The historical echo is precise. In 2014, oil was above $100 a barrel. Nigeria was running record reserves and growing at pace. Then the price collapsed to below $30. The recession that followed lasted until 2017. That collapse also happened because of decisions Nigeria wasn't part of. OPEC chose not to cut production. US shale supply flooded the market. Nigeria's budgets were built around prices that somebody else set, and when those prices moved, the consequences landed here.
What the World Bank actually said
The Development Update presented Tuesday was careful and direct. Nigeria's economy grew 4% in 2025. Inflation has eased from 26% to 15%. External reserves were at $48-49 billion.
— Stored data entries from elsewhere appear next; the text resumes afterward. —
PR #132, opened 2023-04-20
Make all API models convert to camelCase

callumforrester:
Previously, with apischema, the API models were serialized with camel case aliasing. For example, converting a Python field called `foo_bar` to a JSON field called `fooBar` and vice versa. This is to comply with the Google JSON style guide. 

https://google.github.io/styleguide/jsoncstyleguide.xml?showone=Property_Name_Format#Property_Name_Format 

This PR adds a custom base model with custom config primarily to preserve this change and also to prevent the ingestion of arbitrary JSON alongside a model's known fields, which apischema also did not allow.

### DIFF
--- a/src/blueapi/utils/base_model.py
+++ b/src/blueapi/utils/base_model.py
@@ -1,0 +1,35 @@
+from pydantic import BaseConfig, BaseModel, Extra
+
+
+def _to_camel(string: str) -> str:
+    words = string.split("_")
+    return words[0] + "".join(word.capitalize() for word in words[1:])
+
+
+class BlueapiModelConfig(BaseConfig):
+    """
+    Pydantic config for blueapi API models with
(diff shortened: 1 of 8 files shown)


src/blueapi/utils/base_model.py
```diff
@@ -0,0 +1,35 @@
+from pydantic import BaseConfig, BaseModel, Extra
+
+
+def _to_camel(string: str) -> str:
```
DiamondJoseph, line 4: Some words on why this change is required would be useful to prevent it being undone again at some latter point

callumforrester: Done in docstring of `BlueapiPlanModelConfig`

DiamondJoseph (approved):

Issue #120, opened 2023-04-14
Support commands via REST API


callumforrester:
There are two types of interaction with the worker
1. Command/response, e.g. "tell me what plans you have?" "please run this plan"
2. Continuous updates e.g. data events, task events
We wanted to use one protocol for communication so we decided on message buses. Message buses aren't fantastic in terms of support for type 1. but the normal REST approach doesn't support type 2 at all. 

We felt that the complexity/inelegance of having both approaches outweighed the cost of dealing with command/response in message buses. From discussion, it seems that that is no longer the prevailing opinion. 
The design now:
![image](https://user-images.githubusercontent.com/29771545/232048553-5608f809-b30c-4df7-a7c9-391d2df54d80.png)

callumforrester:
@RAYemelyanova we should use this space for discussion of the API, I am vaguely thinking something along the lines of

GET `/plans`
GET `/plans/{name}`
GET `/devices`
GET `/devices/{name}`
GET `/task`
PUT `/task`

RAYemelyanova:
In terms of the put command, I think we should actually have two routes;

1. just puts the task onto the queue. Immediately returns.
2. blocks and waits for the task to finish. Returns with appropriate error if there is one.

I think I prefer 2 but 1 is probably still useful so, should we have both?

RAYemelyanova:
The other option is I run some validation on a task before I queue it - what do you think of this idea?

PR #135, opened 2023-04-21
Use FastAPI to provide rest endpoints

RAYemelyanova:
resolves https://github.com/DiamondLightSource/blueapi/issues/120

The only thing left to do is change the cli commands.


src/blueapi/rest/handler.py
```diff
@@ -0,0 +1,77 @@
...
+from blueapi.worker.worker import Worker
+
+settings = AppSettings()
+
+
+class Handler:
+    context: BlueskyContext
+    worker: Worker
+    config: ApplicationConfig
+    message_bus: MessagingTemplate
```
DiamondJoseph, line 20: Should we allow message_bus to be null?

src/blueapi/rest/handler.py
```diff
@@ -0,0 +1,77 @@
...
+
+    def stop(self) -> None:
+        self.worker.stop()
+
+
+HANDLER: Optional[Handler] = None
+
+
+def get_handler() -> Handler:
+    """Retrieve the class which handles TODO change this objects."""
```
DiamondJoseph, line 60: Resolve this TODO?

src/blueapi/rest/main.py
```diff
@@ -0,0 +1,51 @@
...
+    try:
+        return PlanModel.from_plan(handler.context.plans[name])
+    except KeyError:
+        raise HTTPException(status_code=404, detail="Item not found")
+
+
+@app.get("/devices", response_model=DeviceResponse)
+async def get_devices(handler: Handler = Depends(get_handler)):
+    return DeviceResponse(
+        devices=[DeviceModel.from_device(i) for i in handler.context.devices.values()]
```
DiamondJoseph, line 29: nit: i -> device to match the handling for get_plans

src/blueapi/rest/main.py
```diff
@@ -0,0 +1,51 @@
...
+        return DeviceModel.from_device(handler.context.devices[name])
+    except KeyError:
+        raise HTTPException(status_code=404, detail="Item not found")
+
+
+@app.put("/task/{name}")
+async def execute_task(
+    name: str,
+    task: RunPlan = Body(
+        ..., example={"name": "count", "params": {"detectors": ["x"]}}
```
DiamondJoseph, line 45: is example a fastapi thing?

src/blueapi/worker/reworker.py
```diff
@@ -64,20 +67,33 @@ def __init__(
...
-    def run_forever(self) -> None:
+    def start(self) -> None:
+        LOGGER.info("Starting worker in own thread")
+        run_worker_in_own_thread(self)
+
+    def stop(self) -> None:
+        LOGGER.info("Stopping worker thread")
+        self._request_exit.set()
+        self._finished.wait()
+        LOGGER.info("Worker finished")
```
DiamondJoseph, line 86: Should clear the status of these events after stopping, in case we later call start() again (or implement a restart)

DiamondJoseph (changes requested):

src/blueapi/cli/cli.py
```diff
@@ -22,29 +19,22 @@ def main(ctx) -> None:
         print("Please invoke subcommand!")
 
 
-@main.command(name="worker")
-@click.option("-c", "--config", type=Path, help="Path to configuration YAML file")
```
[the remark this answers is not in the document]
RAYemelyanova: From a fast API perspective, passing things into the application via command line arguments is difficult to do.
It's easier to have some settings that are automagically detected based on environment variables, using pydantic's BaseSettings. I think if you set `APP_CONFIG_FILE` to something it'll work in the same way. How likely are people to want to change the configuration regularly enough where it's annoying to type `'export APP_CONFIG_FILE=...'`

src/blueapi/cli/amq.py
```diff
@@ -2,7 +2,7 @@
 from typing import Any, Callable, Mapping, Optional, TypeVar
 
 from blueapi.messaging import MessageContext, MessagingTemplate
-from blueapi.service.model import (
+from blueapi.rest.model import (
```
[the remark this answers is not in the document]
RAYemelyanova: Ok, so do you think it makes more sense to rename the 'rest' module to 'service'? While I'm at it I might rename `blueapi.rest.main` to `blueapi.service.rest` or something. I don't like the name main, just didn't know what else to call it...

src/blueapi/cli/cli.py
```diff
@@ -22,29 +19,22 @@ def main(ctx) -> None:
...
+        stdin=subprocess.PIPE,
+        stdout=subprocess.PIPE,
+        stderr=subprocess.STDOUT,
+        universal_newlines=True,
+        # capture_output=True,
+    )
 
 
 @main.group()
-@click.option(
```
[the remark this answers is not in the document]
RAYemelyanova: I suppose you could - the CLI commands on this file were all things that have now been replaced by the rest api. There wasn't anything like 'get event documents' or some other function like that.

This is why I've removed the config, as now all the functionality this file used to have (i.e. getting plans, devices and running tasks) is handled by the fastAPI server instead.

src/blueapi/cli/cli.py
```diff
@@ -54,53 +44,43 @@ def start_worker(config: Optional[Path]):
...
-@click.pass_context
-def get_plans(ctx) -> None:
-    client: AmqClient = ctx.obj["client"]
-    plans = client.get_plans()
-    print("PLANS")
-    for plan in plans.plans:
-        print("\t" + plan.name)
+@check_connection
+def get_plans() -> None:
+    resp = requests.get("http://localhost:8000/plans")
```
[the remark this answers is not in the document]
RAYemelyanova: Yep, good point; I'll add a setting in config.py that sets the url, so that it polls whichever one is set there.

src/blueapi/rest/handler.py
RAYemelyanova: This isn't a dataclass, so my understand is it's never really null - when it's initialised it's set to something. It needs to be set in __init__ because it needs configuration...

Thinking about it, now that I've made the config file path an environment variable that is ingested by `pydantic.BaseSettings`, it might be a good idea to simplify the `__init__` function here and remove the config_path entirely, instead taking it from the settings. But that's if you like what I've done with the settings - we could, potentially, revert back to config being passed via the CLI. I'd probably need to do some research into how to pass args to fastAPI but I think it should be possible.

src/blueapi/cli/cli.py
```diff
@@ -54,53 +44,43 @@ def start_worker(config: Optional[Path]):
...
+    print(f"Response Returned With {resp.status_code}: ")
+    pprint(resp.json())
```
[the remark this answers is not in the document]
RAYemelyanova: my understanding was that the cli is just for user interaction. Actual logs written to greylog for example will be produced by the `bluesky run` cli command, or running `uvicorn src.blueapi.rest.main:app --host $HOST --port $PORT`

src/blueapi/cli/cli.py
```diff
@@ -54,53 +44,43 @@ def start_worker(config: Optional[Path]):
...
-    ctx.obj["client"] = client
-    client.app.connect()
+
+
+def check_connection(func):
+    def wrapper(*args, **kwargs):
+        try:
+            func(*args, **kwargs)
+        except ConnectionError:
+            print("failed to establish connection. Are you sure the app is running?")
```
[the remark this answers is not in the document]
RAYemelyanova: I'll meet you in the middle and make it, 'Failed to establish connection'. I want it to be a little bit more descriptive. Also the only way this error happens is if someone tries to do,

`blueapi controller devices`

before starting the restapi. So, if this is going to be running in a docker container, it'll be running the fastAPI server. It won't be making CLI commands so there's no need to try to minimise how big the error message is.

src/blueapi/rest/handler.py
```diff
@@ -0,0 +1,77 @@
...
+    global HANDLER
+    config_path = (
+        Path(settings.app_config_path) if settings.app_config_path is not None else None
+    )
+    HANDLER = Handler(config_path)
+    HANDLER.start()
+
+
+def teardown_handler() -> None:
+    return HANDLER.stop() if HANDLER else None
```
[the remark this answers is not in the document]
RAYemelyanova: Not sure I understand you here; HANDLER.stop() is a blocking call that returns None. But it's possible someone tries to use this function before setting HANDLER globally in the first place.

src/blueapi/rest/main.py
RAYemelyanova: yep, it means in the docs it'll populate it with an example.

RAYemelyanova:
Just so you know I don't have write access so can't resolve the merge conflicts. Happy for someone else to do it or give me write access (or both?)

src/blueapi/cli/cli.py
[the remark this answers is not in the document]
callumforrester: The CLI does listen to events in certain cases, see `AmqClient`

src/blueapi/rest/handler.py
callumforrester: I think Joseph means should we permit the existence of a handler with no message bus? You currently force it to exist. I think the answer is "yes, but possibly out of scope for this change".

src/blueapi/rest/handler.py
```diff
@@ -0,0 +1,78 @@
...
+        self.worker.progress_events.subscribe(
+            lambda event, corr_id: self.message_bus.send(
+                "public.worker.event.progress", event, None, corr_id
+            )
+        )
+
+        self.message_bus.connect()
+
+    def stop(self) -> None:
+        self.worker.stop()
```
callumforrester, line 53:
```suggestion
        self.worker.stop()
        self.message_bus.disconnect()
```

src/blueapi/rest/handler.py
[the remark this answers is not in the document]
callumforrester: `HANDLER.stop()` doesn't return anything so this could be 


```suggestion
    if HANDLER is not None:
        HANDLER.stop()
```

callumforrester (changes requested):
Looking good, needs a bit of back and forth but definitely getting there.

src/blueapi/rest/handler.py
```diff
@@ -0,0 +1,78 @@
...
+
+
+HANDLER: Optional[Handler] = None
```
callumforrester, line 56: Just a thought, one alternative to a global variable is to use an `lru_cache`: https://cosmiccoding.com.au/tutorials/simple_singletons/
Probably out of scope but could be worth making a ticket, what do you think?

src/blueapi/rest/handler.py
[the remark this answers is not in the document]
RAYemelyanova: yeah, this is more readable. I was trying to be fancy and do things in less lines.

src/blueapi/rest/handler.py
RAYemelyanova: Hmm, okay. Perhaps something to do for a future PR?

src/blueapi/cli/cli.py
```diff
@@ -22,29 +19,22 @@ def main(ctx) -> None:
...
 
-@main.command(name="worker")
-@click.option("-c", "--config", type=Path, help="Path to configuration YAML file")
-def start_worker(config: Optional[Path]):
-    from blueapi.service import start
-
-    start(config)
+@main.command(name="run")
+def start_application():
+    subprocess.run(
```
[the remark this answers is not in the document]
RAYemelyanova: Good idea. Looking into this now...

src/blueapi/cli/cli.py
```diff
@@ -53,54 +50,41 @@ def start_worker(config: Optional[Path]):
...
+
+
+def check_connection(func):
+    def wrapper(*args, **kwargs):
+        try:
+            func(*args, **kwargs)
+        except ConnectionError:
+            print("Failed to establish connection.")
+
+    return wrapper
```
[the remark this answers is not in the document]
RAYemelyanova: I think a `ConnectionError` will only happen if you try to do, `bluesky controller devices` and there's no server running (i.e. you haven't already done `bluesky run`). This is why I've written this wrapper, I wanted it to be really clear to the user that the server isn't running.

I'm happy to take it out, but I don't really know who is going to use the CLI in this way. If it's other engineers, sure. If it's people downloading this and playing with it for their use case, I'd rather leave it in and make the error message more descriptive like 'make sure you've typed in `bluesky run` in another terminal'.

src/blueapi/worker/reworker.py
```diff
@@ -87,11 +105,13 @@ def _cycle_with_error_handling(self) -> None:
 
     def _cycle(self) -> None:
         try:
-            LOGGER.info("Awaiting task")
-            next_task: ActiveTask = self._task_queue.get()
+            LOGGER.debug("Awaiting task")
+            next_task: ActiveTask = self._task_queue.get(timeout=1.0)
```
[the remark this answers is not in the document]
RAYemelyanova: Looks like an extension of what you've helped me with r.e. stopping the worker here in this PR. Happy to help make it not a draft.

src/blueapi/rest/handler.py
RAYemelyanova: Good idea; I don't think it's out of scope at all, It's part of the whole 'handler' business. I'd prefer to avoid global variables. Thanks for looking into this.

RAYemelyanova: The only thing I'm not sure of, is if this cache can be accessed by multiple sources at the same time. I want 3/4 simultaneous API calls to get the handler with no problem, which with a global variable will happen but I'm not sure about the cache. I'm assuming this is fine but I can't explain to myself why it's fine, and I haven't found good documentation explaining this case yet...

RAYemelyanova: ^ It is thread safe so hopefully that's a good indication it's fine. I might write some tests for this.

RAYemelyanova:
I think I've changed stuff enough now, in response to comments. Please have a look.

I'm aware that https://github.com/DiamondLightSource/blueapi/pull/145 is related to this PR, i.e. it should probably get merged first and then the lines changed for this PR will be smaller. Happy to work on this with you @callumforrester

src/blueapi/cli/cli.py
```diff
@@ -22,29 +22,15 @@ def main(ctx) -> None:
         print("Please invoke subcommand!")
 
 
-@main.command(name="worker")
-@click.option("-c", "--config", type=Path, help="Path to configuration YAML file")
-def start_worker(config: Optional[Path]):
-    from blueapi.service import start
+@click.version_option(version=__version__)
+@main.command(name="run")
```
callumforrester, line 26: Was a reason for changing the name of this command by the way?

src/blueapi/cli/cli.py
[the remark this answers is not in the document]
callumforrester: It's definitely designed to be an engineering interface, so errors with lots of detail are fine

src/blueapi/worker/reworker.py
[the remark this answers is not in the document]
callumforrester: Sounds good, pair programming session?

src/blueapi/rest/handler.py
callumforrester: Yeah exactly, maybe make a new issue about it

src/blueapi/rest/handler.py
callumforrester: I *think* the multiple access case is fine but good to double check. There is still a single object stored in the cache that is accessed by all requests. However, one thing that has just occurred to me is that the handler won't be created until the first REST call. Not sure we want this, we ideally want it to happen on startup so we know quickly if there's a problem. Maybe we can call the `lru_cache`ed function as a startup task. That will create a handler and put it in the cache.

src/blueapi/cli/cli.py
RAYemelyanova: yeah, I preferred it. `bluesky worker` made sense when you were actually spinning up a service that started the worker. But here, this command is starting a fastAPI application, which indirectly (through startup tasks) starts up a worker.

RAYemelyanova: yeah, I don't know what you prefer @callumforrester I'm happy to keep it 'worker' it just seems out of style with other cli tools?

.devcontainer/Dockerfile
```diff
@@ -34,4 +34,4 @@ ENV PATH=/venv/bin:$PATH
 
 # change this entrypoint if it is not the same as the repo
 ENTRYPOINT ["blueapi"]
-CMD ["worker"]
+CMD ["run"]
```
callumforrester, line 37: Could we put this back to `worker`? More descriptive and saves having to change the docs

.vscode/launch.json
```diff
@@ -4,6 +4,18 @@
     // For more information, visit: https://go.microsoft.com/fwlink/?linkid=830387
     "version": "0.2.0",
     "configurations": [
+        {
+            "name": "Python: FastAPI",
```
callumforrester, line 8: Could replace the `Worker Service` with this, and also rename it to `Worker Service`

src/blueapi/cli/cli.py
callumforrester: So the problem is that the command `run` goes into the global namespace, so in your terminal you can type `ls`, `rm`, `cat` or now `run`. It definitely doesn't belong there, it needs to be called something that indicates it has anything to do with Bluesky for a start.

src/blueapi/cli/cli.py
```diff
@@ -19,24 +20,30 @@
...
 def main(ctx, config: Optional[Path]) -> None:
     # if no command is supplied, run with the options passed
+
     config_loader = ConfigLoader(ApplicationConfig)
     if config is not None:
         config_loader.use_values_from_yaml(config)
 
     ctx.ensure_object(dict)
-    ctx.obj["config"] = config_loader.load()
+    ctx.obj["config_loader"] = config_loader
```
callumforrester, line 29: Feel like this was better the old way. Now you have to call `load()` in two places instead of one

src/blueapi/config.py
```diff
@@ -35,6 +35,11 @@ class LoggingConfig(BlueapiBaseModel):
     level: LogLevel = "INFO"
 
 
+class FastApiConfig(BlueapiBaseModel):
```
callumforrester, line 38: Think this could have a more generic name, nothing ties it to FastAPI, maybe `RestConfig`?

pyproject.toml
```diff
@@ -22,6 +22,9 @@ dependencies = [
     "scanspec",
     "PyYAML",
     "click",
+    "fastapi",
+    "uvicorn",
+    "httpx",
```
callumforrester, line 27: What's this for?

callumforrester (changes requested):
Getting close, main thing is we can't have a top-level command called `run`. I also agree that `bluesky worker` was the wrong choice which is why I renamed it to `blueapi worker`, but happy to discuss further if you have objections to that.

src/blueapi/cli/cli.py
RAYemelyanova: Yes, the reason I did this, is because pydantic basemodels are not hashable. This meant I couldn't call `get_handler` with the ApplicationConfig because it has a lru_cache which by default puts it into a dictionary... so I initially went around this by just passing around the ConfigLoader instead.

However... I have since got rid of the lru_cache and decided the easiest way to deal with this is via global variables. In which case I don't need it. I will try passing around just the ApplicationConfig because I agree it's a lot neater.

src/blueapi/config.py
RAYemelyanova: good point, will change.

pyproject.toml
RAYemelyanova: for the fastAPI application to run it needs these three dependencies.

src/blueapi/cli/cli.py
RAYemelyanova: edit: yep, have changed it back and it works perfectly fine.

src/blueapi/cli/cli.py
```diff
@@ -49,39 +54,51 @@ def controller(ctx) -> None:
...
+@click.pass_obj
+def run_plan(obj: dict, name: str, parameters: str) -> None:
+    config: ApplicationConfig = obj["config"]
+
+    resp = requests.put(
+        f"http://{config.api.host}:{config.api.port}/task/{name}",
+        json=json.loads(parameters),
     )
+    print(f"Response returned with {resp.status_code}: ")
+    pprint(resp.json())
```
tpoliaw, line 104: This response/json is currently always None

pyproject.toml
tpoliaw, line 27: Should this be `requests` instead of `httpx`? It doesn't look like anything uses httpx but requests is used

src/blueapi/service/handler.py
```diff
@@ -0,0 +1,73 @@
...
+    context: BlueskyContext
+    worker: Worker
+    config: ApplicationConfig
+    message_bus: MessagingTemplate
+
+    def __init__(self, config: Optional[ApplicationConfig] = None) -> None:
+        self.context = BlueskyContext()
+        self.config = config if config is not None else ApplicationConfig()
+
+        logging.basicConfig(level=self.config.logging.level)
```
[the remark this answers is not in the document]
RAYemelyanova: I will leave this for a future PR.

src/blueapi/service/handler.py
```diff
@@ -0,0 +1,75 @@
...
+
+        self.context.with_startup_script(self.config.env.startup_script)
+
+        self.worker = RunEngineWorker(self.context)
+        self.message_bus = StompMessagingTemplate.autoconfigured(self.config.stomp)
```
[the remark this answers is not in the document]
RAYemelyanova: Good idea; will write something in for that.

src/blueapi/cli/cli.py
```diff
@@ -49,39 +54,51 @@ def controller(ctx) -> None:
...
+def get_devices(obj: dict) -> None:
+    config: ApplicationConfig = obj["config"]
 
+    resp = requests.get(f"http://{config.api.host}:{config.api.port}/devices")
+    print(f"Response returned with {resp.status_code}: ")
+    pprint(resp.json())
 
-@controller.command(name="run")
+
+@controller.command(name="serve")
```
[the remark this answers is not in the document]
RAYemelyanova: Yep... good spot. I think this has changed now.

src/blueapi/cli/cli.py
```diff
@@ -49,39 +54,51 @@ def controller(ctx) -> None:
...
-        renderer.on_progress_event,
-        timeout=120.0,
+@check_connection
+@click.pass_obj
+def run_plan(obj: dict, name: str, parameters: str) -> None:
+    config: ApplicationConfig = obj["config"]
+
+    resp = requests.put(
+        f"http://{config.api.host}:{config.api.port}/task/{name}",
+        json=json.loads(parameters),
```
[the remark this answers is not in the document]
RAYemelyanova: Have fixed the differences between running plans; now it should work as it used to, i.e. the first way you specified in this comment.

pyproject.toml
RAYemelyanova: Here's what happens if you do that, looking at CI test jobs:

```
ImportError while loading conftest '/home/runner/work/blueapi/blueapi/tests/conftest.py'.
tests/conftest.py:4: in <module>
    from fastapi.testclient import TestClient
/opt/hostedtoolcache/Python/3.9.[16](https://github.com/DiamondLightSource/blueapi/actions/runs/4927983607/jobs/8805745964?pr=135#step:6:17)/x64/lib/python3.9/site-packages/fastapi/testclient.py:1: in <module>
    from starlette.testclient import TestClient as TestClient  # noqa
/opt/hostedtoolcache/Python/3.9.16/x64/lib/python3.9/site-packages/starlette/testclient.py:16: in <module>
    import httpx
E   ModuleNotFoundError: No module named 'httpx'
```

RAYemelyanova: have now fixed this; turns out I just had to change `fastapi` to `fastapi[all]` in the pyproject.toml.

RAYemelyanova:
just need to write some tests for the handler to increase code coverage

src/blueapi/cli/cli.py
```diff
@@ -30,58 +35,74 @@ def main(ctx, config: Optional[Path]) -> None:
...
+def start_application(obj: dict):
+    start(obj["config"])
 
-    config: ApplicationConfig = obj["config"]
-    start(config)
+
+@main.command(name="worker", deprecated=True)
+@click.pass_obj
+def deprecated_start_application(obj: dict):
+    print("Please use run command instead.\n")
```
tpoliaw, line 47: should this now be serve command as well?

src/blueapi/service/handler.py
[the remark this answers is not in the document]
callumforrester: I agree but think we should sort this out in a separate PR to avoid scope creep.

src/blueapi/cli/fake_cli.py
tpoliaw, line 1: What's this module for?

src/blueapi/service/main.py
```diff
@@ -0,0 +1,61 @@
...
+
+
+@app.put("/task/{name}")
+async def execute_task(
+    name: str,
+    task: Mapping[str, Any] = Body(..., example={"detectors": ["x"]}),
+    handler: Handler = Depends(get_handler),
+):
+    handler.worker.submit_task(name, RunPlan(name=name, params=task))
+
```
callumforrester, line 54: Should return a `TaskResponse`

src/blueapi/service/main.py
```diff
@@ -0,0 +1,61 @@
...
+@app.get("/device/{name}", response_model=DeviceModel)
+async def get_device_by_name(name: str, handler: Handler = Depends(get_handler)):
+    try:
+        return DeviceModel.from_device(handler.context.devices[name])
+    except KeyError:
+        raise HTTPException(status_code=404, detail="Item not found")
+
+
+@app.put("/task/{name}")
+async def execute_task(
```
callumforrester, line 48:
```suggestion
async def submit_task(
```

src/blueapi/service/main.py
```diff
@@ -0,0 +1,61 @@
...
+from blueapi.worker import RunPlan
+
+from .handler import Handler, get_handler, setup_handler, teardown_handler
+from .model import DeviceModel, DeviceResponse, PlanModel, PlanResponse
+
+app = FastAPI(docs_url="/docs", on_shutdown=[teardown_handler])
+
+
+@app.get("/plans", response_model=PlanResponse)
+async def get_plans(handler: Handler = Depends(get_handler)):
```
callumforrester, line 15: Docstrings on routes

src/blueapi/service/main.py
```diff
@@ -38,19 +41,22 @@ async def get_devices(handler: Handler = Depends(get_handler)):
...
-async def execute_task(
+@app.put("/task/{name}", response_model=TaskResponse)
+async def submit_task(
     name: str,
     task: Mapping[str, Any] = Body(..., example={"detectors": ["x"]}),
     handler: Handler = Depends(get_handler),
 ):
+    """Submit a task onto the worker queue."""
     handler.worker.submit_task(name, RunPlan(name=name, params=task))
+    return TaskResponse(task_name=f"Task {name} submitted")
```
callumforrester, line 59: This needs to literally be the same name, it is meant to be computer-readable, not human-readable.
```suggestion
    return TaskResponse(task_name=name)
```

RAYemelyanova:
This is ready to be merged, but here are a few more ideas for future PRs:
1. the `service/handler.py::Handler` should gracefully exit if a stomp connection cannot be established,
2. Need to deal with correlation ID's
3. Maybe don't use a global `HANDLER`, but for this some restructuring might be necessary.

callumforrester (approved):

DiamondJoseph (approved):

The picture looked stable.
But the World Bank's lead economist Fiseha Haile gave a clear instruction. Save the oil windfall. His exact framing was that fiscal policy should use the windfall to rebuild buffers and provide targeted support to vulnerable households, not blanket subsidies. That was Tuesday. By Wednesday morning the windfall had started shrinking.
The report also named what the growth numbers don't capture. 110 children per 1,000 die before the age of five. 40% are stunted. More than half aren't developmentally on track before they start school. "These figures should be treated as a crisis," the World Bank's Country Director said. The economy grew 4%. The children who will power that economy in 20 years are being raised in conditions that guarantee most of that potential won't arrive.
The reader stake
If you're running a business that imports anything, your input costs are shaped by the naira rate, which is shaped by dollar inflows, which are shaped by oil revenue. The naira was trading at N1,371 at the official window on Wednesday, reflecting a relative stability built on the reserves cushion and the oil windfall. If the ceasefire holds and oil slides further, that cushion shrinks. The naira doesn't have to collapse tomorrow for this to matter. It matters because the margin for error gets thinner.
If you're in government employment, or dependent on government contracts, or in a state that relies heavily on federal allocation, the budget maths matter. A widening gap between what was projected and what arrives means delays, deferrals, and the quiet erosion of promises made in December.
The ceasefire might hold. It might become a peace deal. Oil might stabilise above $90 and Nigeria might be fine. But the thing that determined Nigeria's fiscal position this week was a conversation between Trump, the Iranian negotiators, and Pakistani mediators. Nigeria wasn't consulted. Nigeria's interest was not part of the calculation.
That's not a complaint. That's the structure. And the structure is the story.
The question this ceasefire raises isn't whether the peace holds. It's whether Nigeria will use the 90 days, or however long the calm lasts, any differently than it used the 90 before it.